(Records drawn from a dataset)
+ + + + + + +

PR #863, opened 2021-01-20
inbound: Handle direct connections with a dedicated stack

olix0r:
Currently, the inbound proxy handles direct connections--connections
where the original destination is the inbound proxy port--in two places.
TCP forwarding is handled distinctly from HTTP forwarding (for
gateways).

This change modifies the inbound proxy to dispatch these connections to
a dedicated `direct` stack that does its own protocol detection and
routing.

This sets up to (1) modify the server to configure ALPN on only these
connections and (2) support transport-header-based gateway routing.

### DIFF
--- a/linkerd/app/inbound/src/lib.rs
+++ b/linkerd/app/inbound/src/lib.rs
@@ -132,6 +132,7 @@ impl Config {
         // 1. Protocol detection is always performed;
         // 2. TLS is required;
         // 3. A transport header is expected. It's not strictly required, as
+        //    gateways may need to accept HTTP requests from older proxy versions.
         let direct = {
             let http = svc::stack(http_loopback)
                 .push_on_response(
--- a/linkerd/app/inbound/src/lib.rs
+++ b/linkerd/app/inbound/src/lib.rs
@@ -7,14 +7,16 @@
 
 mod allow_discovery;
 mod prevent_loop;
-mod require_identity_for_ports;
+mod require_identity;
 pub mod target;
 
-use self::allow_discovery::AllowProfile;
-use self::prevent_loop::PreventLoop;
-use self::require_identity_for_ports::RequireIdentityForPorts;
 pub use self::target::{
     HttpEndpoint, Logical, ProfileTarget, RequestTarget, Target, TcpAccept, TcpEndpoint,
+};
+use self::{
+    allow_discovery::AllowProfile,
+    prevent_loop::PreventLoop,
+    require_identity::{RequireIdentityForDirect, RequireIdentityForPorts},
 };
 use linkerd_app_core::{
     classify,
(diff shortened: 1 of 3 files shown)


linkerd/app/inbound/src/lib.rs
```diff
@@ -127,32 +123,88 @@ impl Config {
...
+                .push_map_target(
+                    |(v, (h, mut t)): (
+                        Option<http::Version>,
+                        (Option<TransportHeader>, TcpAccept),
+                    )| {
+                        if let Some(h) = h {
+                            t.target_addr = (t.target_addr.ip(), h.port).into();
+                        }
+                        (v, t)
+                    },
```
hawkw, line 175: yeesh.

(i imagine this is going to change soon though, based on the comment?)

linkerd/app/inbound/src/prevent_loop.rs
```diff
@@ -1,5 +1,10 @@
+use crate::TcpEndpoint;
 //use futures::future;
```
hawkw, line 2: nit: looks like this was already there, but should we delete it?

linkerd/app/inbound/src/require_identity.rs
```diff
@@ -0,0 +1,73 @@
...
+impl Predicate<TcpAccept> for RequireIdentityForDirect {
+    type Request = TcpAccept;
+
+    fn check(&mut self, meta: TcpAccept) -> Result<TcpAccept, Error> {
+        tracing::debug!(client.id = ?meta.client_id);
+        match meta.client_id {
+            Conditional::Some(Some(_)) => {}
+            _ => return Err(IdentityRequired(()).into()),
+        }
+        Ok(meta)
```
hawkw, line 32: nit/tioli: isn't this just 
```suggestion
        match meta.client_id {
            Conditional::Some(Some(_)) => Ok(meta),
            _ =>Err(IdentityRequired(()).into(),
        }
```
or does the borrow checker not like that?

linkerd/app/inbound/src/require_identity.rs
```diff
@@ -0,0 +1,73 @@
...
+
+/// A connection policy that fails connections that don't have a client identity
+/// if they target one of the configured local ports.
+#[derive(Clone, Debug)]
+pub struct RequireIdentityForPorts {
+    ports: Arc<IndexSet<u16>>,
+}
+
+#[derive(Debug)]
+pub struct IdentityRequired(());
```
hawkw, line 19: now that we return this in multiple places, should we add a scope to it? or will it be clear from the logs where it came from?

hawkw (approved):
this looks good to me! i had a few minor nits.

linkerd/app/inbound/src/require_identity.rs
olix0r: it's effectively the same error in both cases. It's as if 4143 is in the required ports list (which i believe it is, anyway).

PR #865, opened 2021-01-20
Update cargo dependencies

olix0r:
Eliminates several duplicate dependencies.


linkerd/service-profiles/src/http/mod.rs
```diff
@@ -26,7 +26,7 @@ pub enum RequestMatch {
     All(Vec<RequestMatch>),
     Any(Vec<RequestMatch>),
     Not(Box<RequestMatch>),
-    Path(Regex),
+    Path(Box<Regex>),
```
olix0r, line 29: I suspect the size of `Regex` changed and now clippy is unhappy about the size of the enum variant

hawkw: Yeah, it probably used to box internally, I guess?

hawkw (approved):

PR #866, opened 2021-01-20
metrics: add `target_addr` labels to HTTP metrics

hawkw:
This branch builds on #861 and adds `target_addr` labels to HTTP metrics
as well as transport metrics. These labels contain a string
representation of the original destination address of the connection on
which that request was sent.

Additionally, I've made some more improvements to the metrics tests:
after the test code failed to catch a missing commma in labels, I
changed the metrics matching code to check that the metric is correctly
formatted, as well as containing the expected labels and values.
Furthermore, after rebasing onto `main` made some labels in tests added
in this PR incorrect, I modified the tests so that a majority of the
expected labels are defined in a single place by the text fuxtures,
since they don't actually differ between tests.

### DIFF
--- a/linkerd/app/core/src/metrics.rs
+++ b/linkerd/app/core/src/metrics.rs
@@ -12,6 +12,7 @@ use linkerd_addr::Addr;
 use linkerd_metrics::FmtLabels;
 pub use linkerd_metrics::*;
 use std::fmt::{self, Write};
+use std::net::SocketAddr;
 use std::time::{Duration, SystemTime};
 
 pub type ControlHttp = http_metrics::Requests<ControlLabels, Class>;
@@ -58,6 +59,7 @@ pub enum EndpointLabels {
 pub struct InboundEndpointLabels {
     pub client_id: tls::server::ConditionalTls,
     pub authority: Option<http::uri::Authority>,
+    pub target_addr: SocketAddr,
 }
 
 #[derive(Clone, Debug, PartialEq, Eq, Hash)]
@@ -65,6 +67,7 @@ pub struct OutboundEndpointLabels {
     pub server_id: tls::ConditionalServerId,
     pub authority: Option<http::uri::Authority>,
     pub labels: Option<String>,
+    pub target_addr: SocketAddr,
 }
 
 #[derive(Clone, Debug, PartialEq, Eq, Hash)]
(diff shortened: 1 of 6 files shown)


linkerd/app/core/src/metrics.rs
```diff
@@ -266,6 +269,8 @@ impl FmtLabels for InboundEndpointLabels {
             write!(f, ",")?;
         }
 
+        write!(f, "target_addr=\"{}\"", self.target_addr)?;
```
olix0r, line 272: I would think this needs a trailing comma? Surprised our tests pass...

linkerd/app/core/src/metrics.rs
```diff
@@ -279,6 +284,8 @@ impl FmtLabels for OutboundEndpointLabels {
...
```
olix0r, line 287: Similarly...

olix0r (changes requested):

linkerd/app/core/src/metrics.rs
hawkw: Yeah, commit c75b2d5d835615fd77f8a978c2fd5113af1fc3e4 updates the metrics test code to actually check that metric labels are formatted correctly --- the tests now fail with errors like
```
thread 'tests::telemetry::metrics_endpoint_inbound_request_count' panicked at 'malformed metric (multiple '=' in label)
 in label: "target_addr=\"127.0.0.1:34111\"tls=\"disabled\""
   metric: "request_total{direction="inbound",authority="tele.test.svc.cluster.local",target_addr="127.0.0.1:34111"tls="disabled"} 1"
  retried 5 times (73.354973ms)', linkerd/app/integration/src/metrics.rs:194:51
```

Good catch!

linkerd/app/integration/src/tests/telemetry.rs
```diff
@@ -143,31 +143,65 @@ impl TcpFixture {
...
+}
+
+#[tokio::test]
+async fn metrics_endpoint_outbound_response_count() {
+    test_http_count("response_total", Fixture::outbound(), |proxy| {
+        let orig_dst = proxy.outbound_server.as_ref().unwrap().addr;
+        metrics::labels()
+            .label("direction", "outbound")
+            .label("tls", "no_identity")
+            .label("no_tls_reason", "not_provided_by_service_discovery")
```
olix0r, line 193:
```suggestion
            .label("tls", "disabled")
```

olix0r (approved):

+ + + + + + +

# Exercise instructions
Count the lines above that include the string "proxy". Write only the number.

# Answer to this exercise
6